* _EXERCISE DATA_:
+++++

PR #1204, opened 2023-09-30
Fixes for miscellaneous gcc/clang warnings in the test suite.

tinko92:
This fixes a couple of warnings to declutter the output of running `b2 test` with GCC 13 or Clang 16 (and possibly other versions which I do not have installed):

+++++

Retype the whole listing without changing anything.

* _EXPECTED ANSWER_:
PR #1204, opened 2023-09-30
Fixes for miscellaneous gcc/clang warnings in the test suite.

tinko92:
This fixes a couple of warnings to declutter the output of running `b2 test` with GCC 13 or Clang 16 (and possibly other versions which I do not have installed):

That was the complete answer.